An exact restatement of every record is required.

# [Data excerpts]

+ + + + + + +

PR #7724, opened 2026-04-29
chore: bump googleapis protos

acpana:
Using the `dev/tasks/update-gcp-dependencies` to bump the googleapis protos. I chose to "defer" fixing up the issues that arose from our generators not being able to generate types and mappers correctly for the following resources:

```
       * networkmanagement
       * gkehub
       * sql
       * firestore (v1alpha1 and v1beta1)
```  

I or an agent will follow up on it!


apis/firestore/v1alpha1/generate.sh
```diff
@@ -23,18 +23,20 @@ cd ${REPO_ROOT}/dev/tools/controllerbuilder
 
 ./generate-proto.sh
 
-go run . generate-types \
-  --service google.firestore.admin.v1 \
-  --api-version firestore.cnrm.cloud.google.com/v1alpha1  \
-  --resource FirestoreDocument:google.firestore.v1.Document \
-  --resource FirestoreField:Field \
-  --resource FirestoreBackupSchedule:BackupSchedule
+# Temporarily disabled: controllerbuilder is not yet generating all transitive dependencies,
```
justinsb, line 26: This feels like a regression, so I don't think we can merge as-is.

I suggest either fixing controllerbuilder, or hand-coding some of the missing types (or the type that needs a missing type)

apis/gkehub/v1beta1/generate.sh
```diff
@@ -24,16 +24,17 @@ cd ${REPO_ROOT}/dev/tools/controllerbuilder
 
 ./generate-proto.sh
 
-go run . generate-types \
-  --service google.cloud.gkehub.v1beta --api-version gkehub.cnrm.cloud.google.com/v1beta1 \
-  --resource GKEHubFeatureMembership:MembershipFeatureSpec
+# Temporarily disabled: requires manual intervention to complete the API definition.
```
justinsb, line 27: Same here.  You are very allowed to override types.  But let's not turn off the generation.

acpana:
abandoning in favor of #7745 which only bumps the gkehub protos!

+ + + + + + +

# [Expected output]
PR #7724, opened 2026-04-29
chore: bump googleapis protos

acpana:
Using the `dev/tasks/update-gcp-dependencies` to bump the googleapis protos. I chose to "defer" fixing up the issues that arose from our generators not being able to generate types and mappers correctly for the following resources:

```
       * networkmanagement
       * gkehub
       * sql
       * firestore (v1alpha1 and v1beta1)
```  

I or an agent will follow up on it!


apis/firestore/v1alpha1/generate.sh
```diff
@@ -23,18 +23,20 @@ cd ${REPO_ROOT}/dev/tools/controllerbuilder
 
 ./generate-proto.sh
 
-go run . generate-types \
-  --service google.firestore.admin.v1 \
-  --api-version firestore.cnrm.cloud.google.com/v1alpha1  \
-  --resource FirestoreDocument:google.firestore.v1.Document \
-  --resource FirestoreField:Field \
-  --resource FirestoreBackupSchedule:BackupSchedule
+# Temporarily disabled: controllerbuilder is not yet generating all transitive dependencies,
```
justinsb, line 26: This feels like a regression, so I don't think we can merge as-is.

I suggest either fixing controllerbuilder, or hand-coding some of the missing types (or the type that needs a missing type)

apis/gkehub/v1beta1/generate.sh
```diff
@@ -24,16 +24,17 @@ cd ${REPO_ROOT}/dev/tools/controllerbuilder
 
 ./generate-proto.sh
 
-go run . generate-types \
-  --service google.cloud.gkehub.v1beta --api-version gkehub.cnrm.cloud.google.com/v1beta1 \
-  --resource GKEHubFeatureMembership:MembershipFeatureSpec
+# Temporarily disabled: requires manual intervention to complete the API definition.
```
justinsb, line 27: Same here.  You are very allowed to override types.  But let's not turn off the generation.

acpana:
abandoning in favor of #7745 which only bumps the gkehub protos!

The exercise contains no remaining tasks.